Maybe a dry erase board that you can write on the night before? Like "TODAY IS E, BRING TRUMPET". That way you're not having to keep track of magnets? And you can get magnetized pens so it's all in one place. 

Sorry not much of a suggestion! What a crazy system too :dizzy


----------



## SecondtimeMama

Seconding the whiteboard idea. Maybe also one your son's room? If you're a techie-person and use a smart phone or log into a computer most mornings, I'd also put the day type into your electronic calendar and set it for a reminder right around when you'd normally check the weather or whatever.
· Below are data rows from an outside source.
PR #844, opened 2017-12-25
[Fix] Fix DVB bug (Multiple-line subtitle; Missing last line)

### LINKED ISSUE #840: [BUG] unable to extract multiple lines from DVB-sub using OCR
CCExtractor version (using the --version parameter preferably) : **0.85** _and_ **Git commit 18584259447a145a1b8c1cae6733223393dfb4f1**

**In raising this issue, I confirm the following (please check boxes, eg [X]):**

I found https://github.com/CCExtractor/ccextractor/issues/392 which seems like the same issue, but it was closed in mid-2016, and I was able to reproduce the issue on a much newer version than that (including a Git build from today.) Therefore I think it's OK to file this.

Fortunately, the latest Git version seems to have addressed another bug I was going to file. Although the "something messy" instrumentation in you added would have to be filtered out, disabled, or sent to stderr before I could use this version.

**My familiarity with the project is as follows (check one, eg [X]):**

**Necessary information**
- Is this a regression (did it work before)? [x] NO | [ ] YES - *please specify the last known working version*
- What platform did you use? [ ] Windows - [x] Linux - [ ] Mac
64-bit CentOS 7.3
- What where the used arguments? `ccextractor -stdout -quiet -nofc -nodvbcolor  ccextractor_bugs_allcaps_29fps_leftjustify.m2ts`

**Video links**

https://s3-us-west-2.amazonaws.com/ccextractor-dvbsub-bugreports/ccextractor_bugs_allcaps_29fps_leftjustify.m2ts

I think I have set the permissions correctly on this S3 bucket, let me know if you can't download it.

The DVB-sub captions in this video display perfectly in VLC (tested verison 2.2.4.) There is a burned in timecode on the video to help you judge the timing, and it seems dead-on to me in VLC.

**Additional information**

There are three problems with ccextractor's output from this file:

- Timing is slightly off (really not a huge deal, it's only off by 10-30 ms)
- The last caption (the twenty-fifth caption) is missing from the output completely
- Only the first line of text from each caption is shown (this is the biggest problem)

When I use spupng output and run the tesseract command line program (version 3.04 tested) on the PNG images, the text is detected just fine, so I don't think it's a limitation of tesseract itself.

If you're curious about the bug that was fixed with the latest Git version, it's that several captions were missing altogether when extracted from this file:  
https://s3-us-west-2.amazonaws.com/ccextractor-dvbsub-bugreports/big_buck_bunny_eac3_4.m2ts  
even though they played just fine in VLC. This bug is fixed now, but you could use the video in your regression tests if you want.

harrynull:

---
Fix #840 
- Fix the bug that only the first line of text from each caption is shown.
- Fix the bug that the last caption is missing.
- The shifting time isn't really a problem because it is indeed shifting a little bit in the video and the conversion from fps->1000 will also cause some precision problems.

### DIFF
--- a/src/lib_ccx/dvb_subtitle_decoder.c
+++ b/src/lib_ccx/dvb_subtitle_decoder.c
@@ -1468,8 +1468,8 @@ static int write_dvb_sub(struct lib_cc_decode *dec_ctx, struct cc_subtitle *sub)
 
 	ctx = (DVBSubContext *) dec_ctx->private_data;
 
-        display_def = ctx->display_definition;
-        sub->type = CC_BITMAP;
+    display_def = ctx->display_definition;
+    sub->type = CC_BITMAP;
 	sub->lang_index = ctx->lang_index;
 
 	if (display_def)
@@ -1551,6 +1551,9 @@ static int write_dvb_sub(struct lib_cc_decode *dec_ctx, struct cc_subtitle *sub)
 				rect->ocr_text = ocr_str;
 			else
 				rect->ocr_text = NULL;
+            if (ccx_options.dvb_debug_traces_to_stdout) {
+                mprint("\nOCR Result: %s\n", rect->ocr_text ? rect->ocr_text : "NULL");
+            }
 		}
 		else
 		{
@@ -1645,10 +1648,12 @@ int dvbsub_decode(struct encoder_ctx *enc_ctx, struct lib_cc_decode *dec_ctx, co
 						segment_length);
 				break;
 			case DVBSUB_DISPLAY_SEGMENT: //when we get a display segment, we save the current page
+
 				if (enc_ctx->write_previous) //this condition is used for the first subtitle - write_previous will be 0 first so we don't encode a non-existing previous sub
 				{
 					sub->prev->end_time = (dec_ctx->timing->current_pts - dec_ctx->timing->min_pts) / (MPEG_CLOCK_FREQ / 1000); //we set the end time of the previous sub the current pts
-					encode_sub(enc_ctx->prev, sub->prev); //we encode it
+                    
+                    encode_sub(enc_ctx->prev, sub->prev); //we encode it
 					enc_ctx->srt_counter = enc_ctx->prev->srt_counter; //for dvb subs we need to update the current srt counter because we always encode the previous subtitle (and the counter is increased for the previous context)
 					enc_ctx->prev_start = enc_ctx->prev->prev_start;
 					sub->prev->got_output = 0;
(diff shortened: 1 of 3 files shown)


src/lib_ccx/ccx_encoders_srt.c
```diff
@@ -83,6 +83,7 @@ int write_stringz_as_srt(char *string, struct encoder_ctx *context, LLONG ms_sta
 
 int write_cc_bitmap_as_srt(struct cc_subtitle *sub, struct encoder_ctx *context)
 {
+    mprint("\nNow subtitle %x is really written into file\n", sub);
```
cfsmp3: Debug messages should use the debug function, not mprint()...

src/lib_ccx/dvb_subtitle_decoder.c
```diff
@@ -1551,6 +1551,9 @@ static int write_dvb_sub(struct lib_cc_decode *dec_ctx, struct cc_subtitle *sub)
 				rect->ocr_text = ocr_str;
 			else
 				rect->ocr_text = NULL;
+            if (ccx_options.dvb_debug_traces_to_stdout) {
+                mprint("\nOCR Result: %s\n", rect->ocr_text ? rect->ocr_text : "NULL");
```
cfsmp3: Same thing... plus debug options are controlled with a mask, not with independent variables.

src/lib_ccx/general_loop.c
```diff
@@ -887,6 +887,7 @@ int general_loop(struct lib_ccx_ctx *ctx)
     }
 
 	end_of_file = 0;
+    struct encoder_ctx *enc_ctx = NULL;
```
cfsmp3: Incorrect identation (unless github is not displaying it right)

src/lib_ccx/ccx_encoders_srt.c
harrynull: Sorry, it's supposed to be temporary but I forgot to remove them.

src/lib_ccx/dvb_subtitle_decoder.c
harrynull: I did not add the option. It is controlled by parameter `-debugdvbsub` and is used many places in the code already.

src/lib_ccx/general_loop.c
```diff
@@ -1135,6 +1135,14 @@ int general_loop(struct lib_ccx_ctx *ctx)
 		if (ccx_options.send_to_srv)
 			net_check_conn();
 	}
+
+    // Process the last subtitle
```
anshul1912: not a good way to fix it, should remove encode_sub from dvb_sub_decoder

src/lib_ccx/dvb_subtitle_decoder.c
```diff
@@ -419,7 +419,7 @@ static void delete_regions(DVBSubContext *ctx)
  *                       it could be -1 if not found in PMT.
  * @param ancillary_id ancillary-page_id found in Subtitle descriptors
  *                     associated with     subtitle stream in the    PMT.
- *                       it could be -1 if not found in PMT.
+ *                       it could be -1 if not found in PMT.
```
anshul1912: why added extra space above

What I think you *really* need to do is get with your PTO/PTA and get them to stop having a rotating 6 day schedule. Unless the kids are in school 6 days a week, that's absurd. Whatever benefit they're getting from that, they could get from a 5 day rotation and then every Monday would be the same, every Tuesday, etc, and people could just use regular calendars.


----------



## House Atreides

SecondtimeMama said:


> Seconding the whiteboard idea. Maybe also one your son's room? If you're a techie-person and use a smart phone or log into a computer most mornings, I'd also put the day type into your electronic calendar and set it for a reminder right around when you'd normally check the weather or whatever.
> 
> What I think you *really* need to do is get with your PTO/PTA and get them to stop having a rotating 6 day schedule. Unless the kids are in school 6 days a week, that's absurd. Whatever benefit they're getting from that, they could get from a 5 day rotation and then every Monday would be the same, every Tuesday, etc, and people could just use regular calendars.


6 day rotations are becoming increasingly common in school systems. The problem apparently is an increased demand in exposure to various things. PE + ART + Computer + + + + + + + + +, and pretty soon they run out of days.

I _get_ that, and more to the point: I'm willing to live with it.

It just wreaks havoc with my ability to sort things out. If you haven't tried to mentally map 6 days onto 5 before, it's a lot harder than you think.

I'll try the whiteboard idea. Any other ideas?


----------



## SecondtimeMama

House Atreides said:


> 6 day rotations are becoming increasingly common in school systems. The problem apparently is an increased demand in exposure to various things. PE + ART + Computer + + + + + + + + +, and pretty soon they run out of days.
> 
> I _get_ that, and more to the point: I'm willing to live with it.
> 
> It just wreaks havoc with my ability to sort things out. If you haven't tried to mentally map 6 days onto 5 before, it's a lot harder than you think.
> 
> I'll try the whiteboard idea. Any other ideas?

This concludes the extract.